- Aim of the task
Among the records that follow, count the lines with the string "conflicts"; report only that count.

#### Material shown

PR #8656, opened 2021-11-10
Update `pre-commit` config python version to 3.6

sairina:
## Summary
Change the python `lang_version` from 2.7 to 3.6 for the pre-commit file. We already have python 2.7-specific tests that should catch any issues that arise from this, so hopefully reordering imports won't cause errors?

## Testing checklist
- [x] Contributor has fully tested the PR manually (as far as I know, I am now able to use the `pre-commit` hook)

## PR process

## Reviewer checklist

- PR is fully functional
- Documentation is updated

### DIFF
--- a/.pre-commit-config.yaml
+++ b/.pre-commit-config.yaml
@@ -14,7 +14,7 @@ repos:
     rev: v1.3.3
     hooks:
     -   id: reorder-python-imports
-        language_version: python2.7
+        language_version: python3.6
 -   repo: local
     hooks:
     -   id: lint-frontend
--- a/.pre-commit-config.yaml
+++ b/.pre-commit-config.yaml
@@ -14,7 +14,7 @@ repos:
     rev: v1.3.3
     hooks:
     -   id: reorder-python-imports
-        language_version: python3.6
+        language_version: python3
 -   repo: local
     hooks:
     -   id: lint-frontend
--- a/kolibri/core/content/management/commands/importcontent.py
+++ b/kolibri/core/content/management/commands/importcontent.py
@@ -1,7 +1,7 @@
+import concurrent.futures
 import logging
 import os
 
-import concurrent.futures
 import requests
 from django.core.management.base import CommandError
 from le_utils.constants import content_kinds
--- a/kolibri/core/tasks/compat.py
+++ b/kolibri/core/tasks/compat.py
@@ -1,6 +1,5 @@
 import multiprocessing
 import threading
-
 from concurrent import futures
 
 from kolibri.utils.conf import OPTIONS
--- a/kolibri/core/tasks/worker.py
+++ b/kolibri/core/tasks/worker.py
@@ -1,6 +1,5 @@
 import logging
 import traceback
-
 from concurrent.futures import CancelledError
 
 from kolibri.core.tasks.compat import PoolExecutor
--- a/kolibri/utils/debian_check.py
+++ b/kolibri/utils/debian_check.py
@@ -1,9 +1,8 @@
 import getpass
 import os
 import sys
-from shutil import rmtree
-
 from builtins import input
+from shutil import rmtree
 
 from .conf import KOLIBRI_HOME
 from .server import installation_type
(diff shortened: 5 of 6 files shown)


.pre-commit-config.yaml
```diff
@@ -14,7 +14,7 @@ repos:
     rev: v1.3.3
     hooks:
     -   id: reorder-python-imports
-        language_version: python2.7
+        language_version: python3.6
```
indirectlylit: After trying this, I now get an error:

```bash
.venv ❯ pre-commit run --all-files
[INFO] Installing environment for https://github.com/asottile/reorder_python_imports.
[INFO] Once installed this environment will be reused.
[INFO] This may take a few minutes...
An unexpected error has occurred: CalledProcessError: Command: ('/Users/d/Projects/le/kolibri/.venv/bin/python', '-mvirtualenv', '/Users/d/.cache/pre-commit/repojskl9o3e/py_env-python3.6', '-p', 'python3.6')
Return code: 1
Expected return code: 0
Output: 
    RuntimeError: failed to find interpreter for Builtin discover of python_spec='python3.6'
    
Errors: (none)

Check the log at /Users/d/.cache/pre-commit/pre-commit.log

~/Projects/le/kolibri update-precommit 21s
```

The same error is appearing in Github actions:

https://github.com/learningequality/kolibri/runs/4172291713?check_suite_focus=true

My virtual environment uses Python 3.8 which could be the reason:

```bash
.venv ❯ python --version          
Python 3.8.2
```

I think this line can actually be deleted entirely, and it should just use whatever environment is available.

indirectlylit (changes requested):
We might be able to avoid specifying any version of Python for the import reorder hook to run in.

Also, we may want to target this to 0.15 to help avoid merge conflicts

.pre-commit-config.yaml
rtibbles: The only concern with that is if different language versions produce different import orderings (e.g. changing to Python 3.6 caused some imports to be reordered).

If you use Python 3.8 does it reorder any imports?

indirectlylit: Switching to 3.8 retains the updated ordering in this PR, so I imagine it's a 2/3 inconsistency.

Assuming that's the case, another option is just the `python3` alias:

```suggestion
        language_version: python3
```

rtibbles: That should work - I think that _should_ also fix the Github action error.

indirectlylit (approved):
nice, tests are passing.

Not required, but targeting to 0.15 would keep the CI environments consistent and may reduce the chance of future merge conflicts. (Also it would allow you to run `pre-commit` in both branches!)

sairina:
> it would allow you to run pre-commit in both branches!

Explain that wizardry. I currently am working off develop and need to start commiting things (I have 2 new branches from develop just hanging out locally), so how would targeting to 0.15 allow me to do that right now? Does that mean I would have to merge into 0.15 and then merge again into develop?

indirectlylit:
Yeah, 0.15 can and should get merged to develop on a regular basis. In general, any change that we want in multiple branches should be committed to the "oldest" applicable release branch so that merges always go from older to newer code and never back the other direction.

In this case I would personally:

* target this change to 0.15
* we'll merge it and then immediately merge 0.15 -> develop
* then you can rebase your develop work on the latest

indirectlylit:
> merges always go from older to newer code and never back the other direction

For additional context, the reason for this is that going the other direction usually triggers a very annoying merge conflict on subsequent 'waterfall' merges. For example:

* make a change in develop
* decide we want that change in 0.15 also and commit it there
* then the next time we merge 0.15 -> develop, the two differently hashed but otherwise identical changes conflict with each other

rtibbles:
I'd be happy to have this rebased to release-v0.15.x and merged there, don't want @sairina to be permanently barred from making bugfixes for 0.15.x!

indirectlylit:
thank you! opened a PR to merge 0.15 -> develop here: https://github.com/learningequality/kolibri/pull/8681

########

- Task answer
2